こちらは肩で息をしているのに、壮司の呼吸はまったく乱れていなかった。
「お前は俺が同情で引きとめたとでも思ってんのか?」
壮司の低い声にうつむいた。
同情がすべてではないかもしれない。しかしそれが無関係とも思えない。
壮司はきっと同情を恋とすり替えてしまったのだ。
返事をしないことで、壮司の問いかけに肯定の意を示す。その巴に彼は軽く息をついた。
腰に回されている腕の力が強まった気がした。
「俺だって考えてる。医者という立派な夢に向かって踏み出そうとしてたお前をあの家に連れ戻したんじゃないか、お前らしく生きる道を閉ざしたんじゃないか、と」
目を見開いた。壮司がそんなことを考えているとは夢にも思わなかった。
腰の手が離れていく。一定の距離をおき、壮司と向かいあった。
「俺自身がそうしたいと思ったから、俺はお前といる」
嘘の要素など欠片も見つからない言葉に、自分の思い違いを恥じた。壮司に嘘がつけるほどの器用さはないと、今思い出した。
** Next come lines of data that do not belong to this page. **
PR #5299, opened 2022-10-27
support unknown rpc

xlc:
I want to have some tests as I have no idea if this works or not but not sure where should I add tests for this

Background:
I am working on https://github.com/AcalaNetwork/chopsticks as a test client for Substrate. In addition to Substrate RPC, it also implements some more development RPCs. I would like to use polkadot.js apps to call those RPCs somehow.

The RPC parameters & returns are just JSON. There is no reason why polkadot.js can't do some sensible default for unknown RPC methods.

### DIFF
--- a/packages/rpc-core/src/bundle.ts
+++ b/packages/rpc-core/src/bundle.ts
@@ -29,6 +29,10 @@ type MemoizedRpcInterfaceMethod = Memoized<RpcInterfaceMethod> & {
   meta: DefinitionRpc;
 }
 
+type DefinitionRpcWithUnknown = DefinitionRpc & {
+  isUnknown?: true;
+};
+
 const l = logger('rpc-core');
 
 const EMPTY_META = {
@@ -121,6 +125,11 @@ export class RpcCore {
 
     // decorate all interfaces, defined and user on this instance
     this.addUserInterfaces(userRpc);
+
+    // decorate unknown interfaces (i.e. not in the definitions)
+    this.addUnknownRpc().catch((error): void => {
+      l.error('Unable to add unknown RPC methods:', error);
+    });
   }
 
   /**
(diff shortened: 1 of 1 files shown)


packages/rpc-core/src/bundle.ts
```diff
@@ -356,7 +389,13 @@ export class RpcCore {
     return memoized;
   }
 
-  private _formatInputs (registry: Registry, blockHash: Uint8Array | string | null | undefined, def: DefinitionRpc, inputs: unknown[]): Codec[] {
+  private _formatInputs (registry: Registry, blockHash: Uint8Array | string | null | undefined, def: DefinitionRpcWithUnknown, inputs: unknown[]): Codec[] {
+    if (def.isUnknown) {
+      return inputs.map((input): Codec =>
+        registry.createTypeUnsafe('Text', [input], { blockHash })
```
xlc, line 395: Not sure if there is a better type for this.

packages/rpc-core/src/bundle.ts
```diff
@@ -371,7 +410,11 @@ export class RpcCore {
     );
   }
 
-  private _formatOutput (registry: Registry, blockHash: Uint8Array | string | null | undefined, method: string, rpc: DefinitionRpc, params: Codec[], result?: unknown): Codec | Codec[] {
+  private _formatOutput (registry: Registry, blockHash: Uint8Array | string | null | undefined, method: string, rpc: DefinitionRpcWithUnknown, params: Codec[], result?: unknown): Codec | Codec[] {
+    if (rpc.isUnknown) {
+      return registry.createTypeUnsafe('Text', [result], { blockHash });
```
jacogr, line 415: This won't be correct - there is a JSON type, which should rather be used.

jacogr:
The issue with this is that the API would have no idea if there are params or not. If there are params, it also has no idea how to encode them. So basically this would work in the cases where there are no params and create overhead in support in those where there are params.

For those reasons, it is not something that would probably make it in. It is very limited in scope and won't really move forward.

xlc:
Why any encoding is required? The params are just JSON array.
I really want to have the polkadot apps RPC section to display those, and just present a text input for me to enter JSON string and it will be pretty useful

jacogr:
The focus should be on getting Substrate to return info to describe these. On that layer: RPCs won't happen (that battle seems lost), but maybe the runtime calls may happen at some point down the line. 

I feel your pain, since I have to deal with this on a daily basis (hunting all these down) between RPCs and runtime calls. However, I don't believe that putting on yet more layers to hide the unknowns will help in getting this fixed. And not at the expense of different behavior for typed vs untyped either.

xlc:
I guess I will just ask people to use postman for now.

jacogr:
I do think there is another (similar) approach that can be taken here. Been thinking about a lower-level interface for a while, but have not had a gap to explore. So basically my thinking is that, like we have `api.tx(...)` that can instantiate based on the inputs, we could do the same at rpc/call/query level. For the first one -

```js
const json = await api.rpc('exec_storageGet', 123, '0x12345678', '0x12345678');
```

So in this case would always return the raw JSON result. Same would apply to call/query where it just takes what you have as-is and passes it through, with basically no "jumping in the middle".

This is quite close to the approach you have taken here, but what it does do is be explicit in providing a lower-level interface (no confusion in typed vs untyped interfaces) where the dev is responsible for encoding. Same would apply to the others mentioned (they probably may get some massaging in places).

「答えてくれ。ここに帰ってきて、俺の隣にいてくれることはお前にとって本当に幸せか?」
落ち着いた言葉に含まれた一抹の不安。それが壮司の瞳で一瞬だけ揺れた。
自分たちは相手に対して同じ気持ちを抱えている。
不安と呵責。ゆえに迷いが生じる。
惑う心を封じて、壮司も同じ言葉を返してくれることを願いながら口を開く。
――不器用な自分たちにあきれる気持ちもこめて。
「幸せだ。とても」
「俺も幸せだ」
間髪容れずに帰ってきた言葉に微笑みながら、壮司の胸に顔をうずめた。
壮司の両腕が巴の体を優しく抱く。
「……不安にさせて悪かった。愛してる」
『愛してる』の言葉が壮司にあまりに似合わなくて、巴は壮司の腕の中で笑った。